A CASE STUDY OF DREAMWALK – LEVERAGING MYTH AND RITUAL FOR GAME DESIGN

How can we design games that shed light on the human experience and can contribute to a meaningful life? This is a big question that seems to hold much interest for the gaming community. It is also an incredibly daunting one, screaming for definitions and qualifications: what is a meaningful life? To whom? How do we know a game is contributing to it? The authors do not believe there are final answers to any of these concerns. There is no recipe that spells out how you create anything meaningful and transformative. And the kind of impact we are looking for so complex and personal, eludes measurement (see Paolo Pedercini’s “Making Games in an F*** Up World”, 2014). Yet, we have some thoughts we would like to share, hoping to inspire transformative games. We propose drawing on myth and ritual (=enacted myth) with their archetypal patterns and transformative structures in order to create games that have the potential to increase our understanding of ourselves and others and construct our relationship to ourselves and the world around us.
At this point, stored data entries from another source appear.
PR #1045, opened 2025-10-01
fix: support clang-cl

K-ballo:


src/lib/CorpusImpl.cpp
```diff
@@ -711,6 +713,41 @@ lookupCacheSet(
 
 //------------------------------------------------
 
+namespace {
+// FIXME(k-ballo): MrDocsCompilationDatabase already figured this out, but we lost that information.
+// do we want to have to recompute it here? if so, dedup this query
```
K-ballo: should `CorpusImpl::build` take a `MrDocsCompilationDatabase` instead of any `CompilationDatabase`?

src/test/TestRunner.cpp
```diff
@@ -114,9 +148,15 @@ handleFile(
 
     // Create an adjusted MrDocsDatabase
     auto parentDir = files::getParentDir(filePath);
+    SingleFileDB const db =
+#if defined(WIN32)
+        makeSingleFileDBForClang(filePath);
+#else
+        makeSingleFileDBForClangCL(filePath);
+#endif
```
K-ballo: this is still arbitrary.. there's no reason why both drivers couldn't be tested on every platform

K-ballo: furthermore, this triggers unused function warnings

src/lib/MrDocsCompilationDatabase.cpp
```diff
@@ -448,8 +449,9 @@ adjustCommandLine(
             it != implicitIncludeDirectories.end()) {
             for (auto const& inc : it->second)
             {
-              new_cmdline.emplace_back(std::format("-isystem{}", inc));
-            }          
+              new_cmdline.emplace_back(is_clang_cl ? "-external:I" : "-isystem");
```
mizvekov: We should avoid this duplication here, just decide what's the spelling of the flag once and put it in a variable.

src/lib/CorpusImpl.cpp
mizvekov: Yeah, I'd prefer to avoid duplicating this in this PR.

src/test/lib/MrDocsCompilationDatabase.cpp
```diff
@@ -0,0 +1,238 @@
...
+    }
+
+    void testClang()
+    {
+        std::string const programName = "clang";
+
+        {
+            auto adjusted = adjustCompileCommand({ programName });
+            BOOST_TEST(has(adjusted, "-std=c++23"));
+        }
```
mizvekov, line 85: I think this would look and work better if we just separated them into each their own test cases.

src/lib/MrDocsCompilationDatabase.cpp
```diff
@@ -411,17 +411,18 @@ adjustCommandLine(
...
+        return opt.starts_with("-std=") || opt.starts_with("--std=") || // clang options
+            opt.starts_with("-std:") || opt.starts_with("/std:"); // clang-cl options
     };
-    if (std::ranges::find_if(cmdline, is_std_option) == cmdline.end())
+    if (std::ranges::none_of(cmdline, is_std_option))
     {
         if (!isCCompileCommand)
         {
-            new_cmdline.emplace_back("-std=c++23");
+            new_cmdline.emplace_back(is_clang_cl ? "-std:c++latest" : "-std=c++23");
```
alandefreitas: Don't we have a stable equivalent to `latest` in the non-CL version?

src/lib/CorpusImpl.cpp
alandefreitas: > should CorpusImpl::build take a MrDocsCompilationDatabase instead of any CompilationDatabase?

That sounds good, because the public API (Corpus.hpp) doesn't expose the build function anyway. Another option, if you want to be safe, is to move this functionality to ClangHelpers.hpp.

src/test/TestRunner.cpp
```diff
@@ -65,6 +66,39 @@ replaceCRLFWithLF(std::string &str)
...
+    tooling::CompileCommand cc(
+        parentDir,
+        fileName,
+        std::move(cmds),
+        parentDir);
+    cc.Heuristic = "unit test";
+    return SingleFileDB(std::move(cc));
+}
+
+SingleFileDB makeSingleFileDBForClangCL(llvm::StringRef pathName)
```
alandefreitas: Oh... This looks great. There's a warning because it's not being used, but the logic is great for tests.

src/test/TestRunner.cpp
alandefreitas: > this is still arbitrary

:)

src/lib/MrDocsCompilationDatabase.cpp
K-ballo: no https://clang.llvm.org/docs/CommandGuide/clang.html#cmdoption-std

alandefreitas: Ah... OK. I see. You can calculate it with something like:

```cpp
#include <clang/Basic/LangStandard.h>
#include <llvm/ADT/StringRef.h>
#include <string>

/// ...

static
std::string 
latest_cxx_std_supported() 
{
  auto supports = [](llvm::StringRef name) {
    const clang::LangStandard* LS = clang::LangStandard::getLangStandardForName(name);
    return LS && LS->isCPlusPlus();
  };

  std::string cur = "c++23";
  std::string last_ok = "c++23";

  auto bump_by_3 = [](std::string& s) {
    // s is "c++NN" with two decimal digits.
    int n = (s[3] - '0') * 10 + (s[4] - '0');
    n += 3;
    s[3] = char('0' + (n / 10) % 10);
    s[4] = char('0' + (n % 10));
  };

  for (;;) {
    if (!supports(cur)) break;
    last_ok = cur;
    bump_by_3(cur);
  }
  return last_ok;
}
```

It also has the benefit of giving us the same version for CL and non-CL arguments in case the latest happens to have any special meaning.

src/test/TestRunner.cpp
K-ballo: would you suggest we run every test twice?
or should I rather conditionally define the one we're actually testing?

src/lib/MrDocsCompilationDatabase.cpp
K-ballo: We have complete control over clang, we can adjust this value manually when bumping llvm. If the target commit hash is exposed (`-DLLVM_COMMIT_HASH=...`) we can even static assert on this, so it doesn't go undetected.

src/test/TestRunner.cpp
alandefreitas: > would you suggest we run every test twice?

Sure. All platforms must be able to read both file formats, so it makes sense to test both formats on all platforms.

src/lib/MrDocsCompilationDatabase.cpp
alandefreitas: > we can adjust this value manually when bumping llvm

Yes. We could. As you noticed, the problem is remembering. MrDocs has dozens, if not hundreds, of moving parts reflecting information back and forth. We always forget to update all these parts because no one remembers to do so. That's why things like the XML generator are broken.

> we can even static assert on this

Exactly. For each type of information, we need a strategy that either forces us to review it because it's broken or that does it automatically. 

Your solution is in the first category, and I do like it. There's no LLVM_COMMIT_HASH in their headers, but I'm guessing you would end up with something like:

```
#include <llvm/Config/llvm-config.h>

// ...

template <size_t N, size_t M>
consteval
bool
str_equal(const char (&a)[N], const char (&b)[M]) {
    if (N != M) return false;
    for (size_t i = 0; i < N; ++i)
        if (a[i] != b[i]) return false;
    return true;
}

static_assert(str_equal(LLVM_VERSION_STRING, "22.0.0git"),
              "This code was designed with 22.0.0git in mind."
              "Since you're moving to " LLVM_VERSION_STRING ", please: "
              "1) review the code below and fix the c++ version if necessary"
              "2) update the string in this assertion");
```

or

```
#include <llvm/Config/llvm-config.h>

// ...

static_assert(std::string_view(LLVM_VERSION_STRING) == "22.0.0git",
              "This code was designed with 22.0.0git in mind."
              "Since you're moving to " LLVM_VERSION_STRING ", please: "
              "1) review the code below and fix the c++ version if necessary"
              "2) update the string in this assertion");
```

I'm OK with some variant of that. All we have to be sure is it's always working. Not something the user can bypass by mistake.

By default, I usually prefer things in the second category whenever possible, but this hasn't been the case for every problem.  For instance, if you look at the code I wrote, you'll see that I use `"c++23"` as the baseline. The idea is that there's no cost if we forget to update it, but we wouldn't lose anything in terms of correctness if we did. There's probably some smart solution based on some enum or something somewhere.

Anyway, your macro based solution is also fine to me. I'm just explaining the rationale here.

K-ballo: this is now #1047

src/test/TestRunner.cpp
K-ballo: ~I had to change the program name from "clang-cl" to just "cl", otherwise clang wasn't recognizing "/std:c++latest" on linux/macos. I do not have an explanation for this, why would it depend on the environment? @mizvekov ?~

https://github.com/llvm/llvm-project/blob/4d32ea87673adaa5252545ca82fa6cd58b134ff9/clang/lib/Driver/ToolChain.cpp#L439

src/lib/MrDocsCompilationDatabase.cpp
alandefreitas: #1047 says other options are "simpler". Do you mean more robust, instead? Because if they're even simpler than copy/pasting that thing, why not just do it now? Does @mizvekov know of a good solution to this?

K-ballo: I mean simpler. I do agree they're more robust too.

alandefreitas: If they're even simpler than copy/pasting that thing, why not just do it now?

K-ballo: This PR fixes a fundamental bug in the tool, the suggested change introduces an unrelated change of behavior (in a different part of the tool), conflating them under a single PR is a poor engineering practice.

K-ballo:
I just found out about [clang-cl's `/clang:` option](https://github.com/llvm/llvm-project/blob/550b2ef041ba16ee8b5f55b5f2307f501b2c15a0/clang/include/clang/Driver/Options.td#L9278-L9279). Using it still requires conditionals, and it makes working with multiple token options difficult, but we could in principle do:

```
new_cmdline.emplace_back(is_clang_cl ? "/clang:-std=c++23" : "-std=c++23");
new_cmdline.emplace_back(is_clang_cl ? std::format("/clang:-isystem=\"{}\"", inc) : std::format("-isystem=\"{}\"", inc));
```

The benefit for these downsides is that mrdocs would not need to know about msvc flags. Thoughts?

src/test/TestRunner.cpp
K-ballo: This didn't work out either. Is it possible to use CL mode on linux/macox? Does it require explicit `--driver-mode`?

src/lib/MrDocsCompilationDatabase.cpp
alandefreitas: OK. No problem.

My intuition was that

```
            new_cmdline.emplace_back(is_clang_cl ? "-std:c++latest" : "-std=c++23");
```

makes the std option vary between "latest" and  "c++23" for an arbitrary reason. So *this* looked like an "unrelated change of behavior" introduced by the PR, even though I don't question your "engineering practices".

To which you would probably respond that the previous behavior (rather than the "expected" behavior) wasn't working anyway, so it can't be a change of behavior.

I'll resolve this conversation then and we can avoid this loop. Could you open an issue for that?

alandefreitas:
> Thoughts?

That's a fantastic discovery! 

In most cases, things would get much more readable because we would be expressing directly in code that we explicitly want both options in the ternary operator to represent the same thing.

We can even write a lambda or something that optionally wraps the flags with it, and the code would get much simpler.

mizvekov:
Oh yes I knew about the `/clang:` redirection flag, sorry that I didn't think to bring it up.

Using the redirection flag skips any driver specific behavior for that flag, the driver simply forwards it to another driver.

This could be, as one simple example, checking that one flag is compatible with another one.

I'd say this is best used for flags which don't have a specific counterpart in the cl driver.

I suppose it's not a big deal if we use it with a limited set of flags and use cases we have vetted are ok, but then this wouldn't be a big advantage versus simply not using it.

alandefreitas:
Oh... OK. So it's best to reserve this for flags with no counterpart. Or maybe flags with no obvious counterpart, at least.

src/lib/MrDocsCompilationDatabase.cpp
K-ballo: Good point, I'll change it to `-c++23preview`.

The issue is #1047

alandefreitas: > Good point, I'll change it to -c++23preview.

Oh... Interesting. I thought it'd be just "-c++23" for both but that's great. I'm closing this.

src/test/TestRunner.cpp
alandefreitas: @mizvekov Ideas?

alandefreitas:
> @alandefreitas @mizvekov what's the procedure?

My procedure is to ask @mizvekov so you already did my procedure :)

K-ballo:
> I'd try to preprocess and isolate it first.

@mizvekov does that mean the clang-cl fix will be on hold until the clang leak is fixed upstream and mrdocs bumps its target llvm commit?

mizvekov:
Yeah, but you could simply not commit the libc++ tests at this point, send that to a separate PR and lets fix it there.

The problem is pre-existing and only happens on new tests, so I don't see a problem. @alandefreitas ?

K-ballo:
> The problem is pre-existing and only happens on new tests,

The problem happens on existing tests, when run under a new configuration. So I take it the way to proceed is to leave clang-cl tests out on non-windows platforms.

alandefreitas:
> so I don't see a problem. @alandefreitas ?

In general, I agree with the "feeling", so to speak. But at the same time, unblocking PRs is not our end goal in itself. We need to have clarity about the conditions under which we're seeing the bug, including which tests it appears in, what came before the PR, what's causing it, and how complex it would be to fix. With this information, we can make an informed decision on what's more beneficial to the project. It could be just fixing it or opening an independent issue that "unblocks" the PR.

mizvekov:
This was finished in https://github.com/cppalliance/mrdocs/pull/1069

This approach is informed by an existential perspective. According to Irvin Yalom, the human experience is characterized by anxiety, stemming from the Givens of Existence or Ultimate Concerns: death (life is finite), freedom (we have to make choices and it is unclear what they should be based on), existential isolation (we are all ultimately alone in this universe), and meaninglessness (life has no inherent meaning, we have to find our own) (Yalom, 1980, pp.8-9). When we speak of games that can contribute to a meaningful life, we specifically mean games that help players grapple with the Givens of Existence – feelings of loss, loneliness, alienation, purposelessness, choice and suffering – in ways that can put them on a path to coming to terms with these experiences and discover their authentic desires, aspirations, connectedness, human potential and “bliss”.